Brandon Flowers - Can't Deny My Love
Wokalista The Killers powraca z solowym materiałem. Jego poprzedni krążek "Flamingo" nie  odniósł raczej spektakularnego sukcesu, choć utwierdził w przekonaniu, że Brandon potrafi pisać zgrabne piosenki. Singiel "Can't Deny My Love" zapowiada płytę "The Desired Effect", której premiera planowana jest na 18 maja i prezentuje się znacznie lepiej niż większość utworów z poprzedniego krążka macierzystego zespołu artysty. W jego muzyce wciąż wyraźnie słychać wpływ lat 80. i choć mogłoby się wydawać, że główną rolę odegrają tu syntezatory, to tym razem do głosu dochodzą funkowe gitary, prowadzące do przebojowego refrenu. Brandon zaskoczył, bo pomimo wyraźnych inspiracji muzyką poprzedniej generacji, udało mu się stworzyć coś na tyle świeżego i interesującego, że z niecierpliwością czekam na cały krążek.

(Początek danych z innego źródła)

PR #96, opened 2019-04-01
Outlier gmm dan std

orchardbirds:
Added a method for stdev outliers. The brief outline is this:
In the fit function:

1. Calculate likelihoods(X) and mean. Let's call this mean mu.
2. Fit a gaussian kernel to fit the likelihoods.
3. Locate the value of X that corresponds to the peak of the kernel.
4. Remove all likelihoods to the right of this peak (i.e. the super likely ones) to make a new group.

Jamie xx - Loud Places (feat. Romy)
A teraz będzie zwierzenie, po którym wielu z Was straci we mnie wiarę. Nigdy nie przepadałem szczególnie za The xx. Ich debiutancki album ma w sobie kilka fajnych piosenek (które doceniłem po latach), drugi po prostu mnie nie porwał, a dotychczasowa twórczość Jamiego xx mnie nie ekscytowała. Wyobraźcie sobie jak bardzo musiałem być zaskoczony i zachwycony słysząc kapitalne "Loud Places" skoro od kilku dni nie mogę się od niego uwolnić. Tak, wiem - Wy pewnie nie byliście zaskoczeni. Jest w tym nagraniu coś magicznego... Pulsujący bit, taneczny, porywający i niesamowicie wpadający w ucho refren, a do tego  koleżanka z zespołu  - Romy Madley-Croft. Czy napisanie, że razem brzmią idealnie będzie niespodzianką? Dla Was pewnie nie. Debiutancki album Jamiego xx "In Colour" ukaże się 2 czerwca.




JP Cooper - Closer
Zmieniamy nieco klimat, ponieważ muzyka tego artysty oparta jest głównie na brzmieniu akustycznej gitary. JP Cooper już jakiś czas temu zachwycił mnie utworem "Satellite", ale mam wrażenie, że dopiero jego najnowszy singiel może otworzyć mu furtkę do większej kariery. "Closer" pochodzi z epki "When the Darkness Comes", która ukazała się na początku tego roku i w piękny sposób łączy akustyczny pop z wyraźnie soulowym wokalem. Gdyby James Morrison bardziej skupiał się na emocjach niż na odniesieniu medialnego sukcesu, to stworzyłby właśnie coś takiego. Zobaczcie również teledysk, w którym występuje znany z serialu "Fortitude" Nicholas Pinnock.



Muse - Dead Inside
W przypadku tego utworu nie będę się rozpisywał, bo jak zawsze w przypadku premiery nowego singla Muse, towarzyszy mu sporo kontrowersji. Jedni zarzucają "Dead Inside", że jest zbyt popowe i wtórne, wskazując na podobieństwo do "Undisclosed Desires" i "Madness", a inni są zachwyceni. Ktoś trafnie zauważył, że nagranie brzmi niczym pomost między "The 2nd Law" i "Drones", a na nowym krążku będzie więcej gitarowych kompozycji. Ja jestem usatysfakcjonowany i już nie mogę doczekać się premiery całego albumu.
uwaga! Oficjalne "lyric video" do utworu raczej nie nadaje się do oglądania w pracy.




Seafret - Atlantis
Tak się złożyło, że dzisiejszy cykl zamyka moja ulubiona premiera  z tego tygodnia. Po udanym "Oceans" nie sądziłem, że grupę Seafret będzie stać na stworzenie czegoś jeszcze lepszego, a jednak myliłem się. To nic, że brzmią tutaj prawie jak Chris Martin i spółka. To brzmienie Coldplay z najlepszych czasów, z wielkimi stadionowymi refrenami, pełne emocji, przyprawiające o ciarki i dobrze zaaranżowane. Jest coś pięknego w sposobie budowania refrenu przez tych młodych chłopaków, a Wy nie możecie tego przegapić.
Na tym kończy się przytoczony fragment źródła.